- _Your objective_
Please transcribe the following records in full, exactly as given.

Stored items:
PR #1987, opened 2021-05-28
refactor(encrypt-submission): introduce IncomingEncryptSubmission

yong-jie:
## Problem
This is the first part of a series of refactors to remove the notion of parsed responses.

Historically, we have been injecting metadata and performing operations on the responses array in different stages of the submissions pipeline. This creates a huge coupling to not just the data structure/format but also the exact position of each response in the parsed responses array.

See #1104

## Solution
Create a base IncomingSubmission class that holds at the very least a reference to the form and responses. All other metadata and additional fields should be tracked by this class rather than the `responses` array.

I am opening the PR for the encrypt submission pipeline because the changes will be less intrusive so everyone can review the approach taken here before committing to the same pattern in the email-mode submission pipeline.

Changing the submissions pipeline requires the untangling of many dependencies that were built on top of the the old approach. An example is the `sendEmailConfirmation` function which used to take in parsed responses. This PR also includes the refactoring of this function to demonstrate one way we can go about doing this.

As for other functions that are much more tightly-coupled to a parsedResponse object, I've created a static utility that generates a parsedResponse from a response and some metadata data structures. This is only there in this transition period as we gradually remove the dependency on parsedResponses.

**Breaking Changes** 
    - Details ...

**Features**:

- Nominal typing: Some types are now nominally typed as they are used together with structurally-similar variables. Nominal typing will prevent bugs arising from such easy-to-miss mistakes when such variables together.

**Improvements**:

- sendEmailConfirmation function previously took in parsed responses, but it really didnt need to have the full object inside. I moved out the extract email confirmation data functionality outside of the function and have controllers use it before passing in auto reply data into the new function signature.
- getFilteredResponses: Moved to utils rather than service, as it is a standalone pure function that does not call other services/repositories used purely for `getProcessedResponses` and the new `IncomingSubmission` class.

**Bug Fixes**:

- Typo fix in the admin form controller handler

## Tests

This is a sensitive refactor that modifies the behaviour of the storage mode submissions/preview pipeline. This PR also touches the code responsible for sending email confirmations, so checks need to be made to test that they all function as intended.

Do the following tests **with the network tab open** so you can copy the request body for testing.

- [ ] Duplicate [this form](https://staging.form.gov.sg/60bda996c76a3c0011a314ba/use-template). Submit with all optional fields left empty. No errors should occur.
- [ ] Use the same form and fill everything up. No errors should occur. You should get an auto-reply email.
- [ ] Go to the network tab and copy the request as cURL. paste in terminal, modify the responses field by setting the email field to be a non-email. Should fail and tell you that there's something wrong with the submission
- [ ] Paste the same request you copied earlier into the terminal, modify the responses array by deleting one element. Should fail and tell you that the form has been updated.
- [ ] I'm sorry but you'll have to repeat the above 4 again, but this time in the preview page.
- [ ] Decrypt responses and ensure that none were lost.


src/app/modules/submission/submission.types.ts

- _Exercise response_
PR #1987, opened 2021-05-28
refactor(encrypt-submission): introduce IncomingEncryptSubmission

yong-jie:
## Problem
This is the first part of a series of refactors to remove the notion of parsed responses.

Historically, we have been injecting metadata and performing operations on the responses array in different stages of the submissions pipeline. This creates a huge coupling to not just the data structure/format but also the exact position of each response in the parsed responses array.

See #1104

## Solution
Create a base IncomingSubmission class that holds at the very least a reference to the form and responses. All other metadata and additional fields should be tracked by this class rather than the `responses` array.

I am opening the PR for the encrypt submission pipeline because the changes will be less intrusive so everyone can review the approach taken here before committing to the same pattern in the email-mode submission pipeline.

Changing the submissions pipeline requires the untangling of many dependencies that were built on top of the the old approach. An example is the `sendEmailConfirmation` function which used to take in parsed responses. This PR also includes the refactoring of this function to demonstrate one way we can go about doing this.

As for other functions that are much more tightly-coupled to a parsedResponse object, I've created a static utility that generates a parsedResponse from a response and some metadata data structures. This is only there in this transition period as we gradually remove the dependency on parsedResponses.

**Breaking Changes** 
    - Details ...

**Features**:

- Nominal typing: Some types are now nominally typed as they are used together with structurally-similar variables. Nominal typing will prevent bugs arising from such easy-to-miss mistakes when such variables together.

**Improvements**:

- sendEmailConfirmation function previously took in parsed responses, but it really didnt need to have the full object inside. I moved out the extract email confirmation data functionality outside of the function and have controllers use it before passing in auto reply data into the new function signature.
- getFilteredResponses: Moved to utils rather than service, as it is a standalone pure function that does not call other services/repositories used purely for `getProcessedResponses` and the new `IncomingSubmission` class.

**Bug Fixes**:

- Typo fix in the admin form controller handler

## Tests

This is a sensitive refactor that modifies the behaviour of the storage mode submissions/preview pipeline. This PR also touches the code responsible for sending email confirmations, so checks need to be made to test that they all function as intended.

Do the following tests **with the network tab open** so you can copy the request body for testing.

- [ ] Duplicate [this form](https://staging.form.gov.sg/60bda996c76a3c0011a314ba/use-template). Submit with all optional fields left empty. No errors should occur.
- [ ] Use the same form and fill everything up. No errors should occur. You should get an auto-reply email.
- [ ] Go to the network tab and copy the request as cURL. paste in terminal, modify the responses field by setting the email field to be a non-email. Should fail and tell you that there's something wrong with the submission
- [ ] Paste the same request you copied earlier into the terminal, modify the responses array by deleting one element. Should fail and tell you that the form has been updated.
- [ ] I'm sorry but you'll have to repeat the above 4 again, but this time in the preview page.
- [ ] Decrypt responses and ensure that none were lost.


src/app/modules/submission/submission.types.ts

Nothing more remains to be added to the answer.